When looking at the residual plots, we see that the residuals appear to be normally distributed and there doesn’t to be any significant patterns in the residuals, thus concluding that our model doesn’t suffer from heteroskedasity. Therefore we conclude that our model is a pretty good model for predicting sales prices for homes.
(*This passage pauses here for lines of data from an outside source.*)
PR #254, opened 2026-08-17
consolidate ProcessingStatus and RecalculationStatus into Processing

barreiro:
Summary:
- Remove `ProcessingType`, `ProcessingState`, `ProcessingStatus`, `RecalculationStatus`, `Upload`, `UploadTracker`, `RecalculationTracker`, and `RecalculationService` — their responsibilities are consolidated into `Processing` and`ProcessingService`
- Remove the concept of "upload" from the backend. Replaced with "value" / "root value" for the data and  "ingestion" for the operation of calculating the values (like "recalculation" is the operation on a node change). 
- Replace `ProcessingTrackerEntity` with `ProcessingEntity`, splitting the polymorphic `referenceId` field into explicit `nodeId` and `valueId` fields — type is now derived (`isIngestion()` / `isRecalculation()`) instead of stored in an enum
- Remove `CompletionFuture` from the API. users can now await for value calculation on `ProcessingService.await*` methods.
- Fix `completeIngestion` query to filter on `completed = false`, preventing a race where a finished ingestion record could be matched instead of the active one.
- Remove `CompletionFuture` from the API. users can now await for value calculation on `ProcessingService.await*` methods.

Ran the model on the test data set to generate predictions, and then imported the final sales price predictions to Kaggle
test_data <- read_delim('/Users/korymartin/Library/Mobile Documents/com~apple~CloudDocs/Grad Programs/CUNY SPS/DATA 605/Final Exam/train.csv')
## Rows: 1460 Columns: 81
## ── Column specification ────────────────────────────────────────────────────────
## Delimiter: ","
## chr (43): MSZoning, Street, Alley, LotShape, LandContour, Utilities, LotConf...
## dbl (38): Id, MSSubClass, LotFrontage, LotArea, OverallQual, OverallCond, Ye...
##
## ℹ Use `spec()` to retrieve the full column specification for this data.
## ℹ Specify the column types or set `show_col_types = FALSE` to quiet this message.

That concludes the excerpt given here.